As demonstrators marched toward the conference, chanting “we need clean air, not another billionaire”, police on horseback surrounded them, arresting eight people.

“This year’s CeraWeek demanded a protest of this kind,” said Shiv Srivastava of Houston-based environmental justice organization Fenceline Watch. “Look at how the industry is acting under Trump.”
Beneath the bravado inside the conference, however, some showed signs of worry about the energy sector’s fate under Trump. The president’s threats of tariffs, some noted, were creating uncertainty in the business environment and clouding the outlook for fuel prices. The president of the Malaysian oil company Petronas bemoaned policy “pendulum swings” between administrations, while others noted Trump’s executive orders would create confusion as they are challenged in the courts.
“Regulatory uncertainty can be even worse than too much regulation,” said the right-leaning policy researcher Adam J White at a Wednesday roundtable.
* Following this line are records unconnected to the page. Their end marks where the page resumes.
PR #1840, opened 2019-08-12
Docs: Clarify navigation structure

### LINKED ISSUE #1837: Title in markdown file used for navigation -> Clarify markdown style
Hey,

then navigation will use the title given in a markdown file, if no title was given in the »nav« option. See https://github.com/mkdocs/mkdocs/issues/316

The title in the document needs to have this schema:

    # H1 Title

However markdown supports this schema as well:

    H1 Title
    ======

mkdocs only accepts the first schema. I would expect it to work with the second schema as well.

Idea 1: Parse the second schema as well.
Idea 2: Clarify the accepted markdown style in the [documentation](https://www.mkdocs.org/user-guide/configuration/#nav).

pixelbrackets:
Clarify how the navigation structure is build & how to overwrite it.
Clarifiy how to overwrite page titles and what markdown styles
for headlines are supported to overwrite a page title.

Closes #1837

### DIFF
--- a/docs/user-guide/writing-your-docs.md
+++ b/docs/user-guide/writing-your-docs.md
@@ -85,17 +85,26 @@ If both an `index.md` file and a `README.md` file are found in the same
 directory, then the `index.md` file is used and the `README.md` file is
 ignored.
 
-### Configure Pages and Navigation
+### Navigation
+
+MkDocs can generate a navigation for you. It is based on all Markdown files
+in the [documentation directory](configuration.md#docs_dir). Each navigation
+level is sorted alphanumerically by the page title. Index files however
+will always be listed first within a sub-section.
+
+The page title is based on meta data in the linked Markdown file, a level 1
+headline on the first line of the document body or the filename
+(see [Meta Data](writing-your-docs.md#meta-data)). Since `README.md` files are
+treated like index files as described above, these files will be named »index«.
+
+#### Configure Pages and Navigation
+
+It is possible to manually define your navigation configuration if you would
+like your navigation menu sorted differently or use other page titles.
 
 The [nav](configuration.md#nav) configuration setting in your `mkdocs.yml` file
 defines which pages are included in the global site navigation menu as well as
-the structure of that menu. If not provided, the navigation will be
-automatically created by discovering all the Markdown files in the
-[documentation directory](configuration.md#docs_dir). An automatically created
-navigation configuration will always be sorted alphanumerically by file name
-(except that index files will always be listed first within a sub-section). You
-will need to manually define your navigation configuration if you would like
-your navigation menu sorted differently.
+the structure of that menu.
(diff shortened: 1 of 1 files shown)


docs/user-guide/writing-your-docs.md
```diff
@@ -365,11 +374,14 @@ specific page. The following keys are supported:
     1. A title defined in the [nav] configuration setting for a document.
     2. A title defined in the `title` meta-data key of a document.
     3. A level 1 Markdown header on the first line of the document body.
+       Please note that [Setext-style] headers are not supported.
     4. The filename of a document.
 
     Upon finding a title for a page, MkDoc does not continue checking any
     additional sources in the above list.
 
+[Setext-style]: https://github.com/mkdocs/mkdocs/issues/1826#issuecomment-511078194
```
waylan: Let's link to the actual definition of Setext-style headers: https://daringfireball.net/projects/markdown/syntax#header

pixelbrackets:
Ah, I understand what you mean. And yes, this seems to have be related to “issue” that you know the code and I dont. ;)

From my beginner perspective: I start the project, read the docs, and try to create a *minimal* configuration file. Aha, »nav« is not required, so ignore it… start my first build… its working… oh, it even generates a navigation for me… awesome!

Regarding this PR I now stumble upon the sentences “By default `nav` will contain an alphanumerically sorted, nested list of all the Markdown files found within the `docs_dir` and its sub-directories. If none are found it will be `[]` (an empty list).”. Without knowledge of the code: I can imagine that the code always works with `nav` and has a fallback if its empty. As a beginner I dont know about this sequence and honestly don't care. 

Thats why I reversed the assumption. Right now it mixes “you may define a `nav`… or dont… then this sorting is used… you may override the sorting by defining a `nav` however”. Instead I tried to say “You can let MkDocs autogenerate a navigation for you and your are done … if you want to modify anything in this behaviour you can do it by defining a `nav`, and here is how“.

PS: Since this seems to be a different issue I should probably split this PR.

waylan:
@pixelbrackets thanks for the explanation. I wrote my response assuming you were trying to address some other (unknown to me) issue. It is true that the code actually has a default of auto-generating the nav. In other words, the conclusions to drew were correct. However, we want to give users the impression that that is a fallback, not the normal use case.

Yes, when you are getting started you don't need to create a nav object in your config. However, we encourage everyone to do so. Even the [Getting Started Guide][1] includes [instructions][2] for defining a nav item in the config.

If you want to discuss this further, please split this out into a separate PR.

[1]: https://www.mkdocs.org/#getting-started
[2]: https://www.mkdocs.org/#adding-pages

pixelbrackets:
I understand your point. Yepp, I'll split this.

waylan:
Closing in favor of #1843.

PR #1850, opened 2019-08-22
Expose builder to the 'on_serve' hook

bih:
This change allows us to add additional files/folders to the `watch` command - the use case specifically here is for our mkdocs plugin which adds support for building documentation in monorepos with multiple `docs/` folders.

The alternative proposal I have is to expose a lambda called `watch` which wraps in `builder` automatically, but I'm happy to adjust as per your feedback.

### DIFF
--- a/mkdocs/commands/serve.py
+++ b/mkdocs/commands/serve.py
@@ -53,7 +53,7 @@ def _livereload(host, port, config, builder, site_dir):
         server.watch(d, builder)
 
     # Run `serve` plugin events.
-    server = config['plugins'].run_event('serve', server, config=config)
+    server = config['plugins'].run_event('serve', server, config=config, builder=builder)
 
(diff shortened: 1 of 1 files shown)


waylan:
> This change allows us to add additional files/folders to the `watch` command

This is one of the intended use cases for the `on_serve` hook. I'm curious why you closed this. Note that the AppVeyor tests are known to be failing and I'm mostly ignoring them until I have time to work out the cause.

It occurs to me that back when the Plugin API was first created, the `pages` collection was part of the `config`. However, in the large refactor shortly before 1.0 was released, we separated the `nav` from `pages` as we no longer require the `nav` to contain all pages. It never occurred to me that we broke `on_serve` or we would have updated the hook as well. I'm not convinced passing `builder` to the hook is the right fix, but we certainly want to provide access to `files` and/or `pages` in some manner or another.

PR #1864, opened 2019-09-11
Remove unneeded IE8 polyfills

coliff:
Bootstrap 4.x doesn't work with IE8 at all.
IE8 marketshare is now just 0.1% anyway (https://caniuse.com/usage-table)

### DIFF
--- a/mkdocs/themes/mkdocs/base.html
+++ b/mkdocs/themes/mkdocs/base.html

Even Trump’s biggest backers called for stability. Vicki Hollub, chief executive of Occidental, who donated hundreds of thousands to Trump, lamented the uncertain future of a controversial tax credit for carbon capture. The incentive was part of Biden’s Inflation Reduction Act, which Trump has pledged to decimate.
Heads at Chevron, which donated to Trump’s inauguration fund, also worried. Though he gushed over the administration, when asked what he would like to see from policy, CEO Wirth said simply: “Durability.”
“Swinging from one extreme to the other is not the right policy approach,” he said, calling for executive orders to be turned into legislation. It’s a view company heads reportedly expressed to administration officials at a private meeting ahead of the conference.
Others expressed concern that Trump’s calls to increase oil and gas production will push down prices, thereby limiting profit. At CeraWeek, energy secretary Wright expressed confidence that the industry can innovate its way out of that dilemma, but the Texas oil billionaire Harold Hamm, a major Trump donor, pushed back on that idea.
“When you get down to that $50 oil that you talked about, then you’re below the point where you’re going to ‘drill, baby, drill,’” he told Bloomberg.
Despite these uncertainties, CeraWeek made one thing clear: the US is nowhere close to curbing fossil fuel production – something top climate experts have long warned is urgent to avert climate breakdown. Instead, Wright said global warming was merely a needed “side-effect” of modernization, while Burgum called to “take our natural resources and turn them into natural assets”.
This attitude will have major climate consequences, said Melissa Aroncyzk, a media studies and climate expert at Rutgers University.
The administration, she said, will “soon find that it’s not possible to ‘dominate’ the environment without making the American public suffer the consequences”.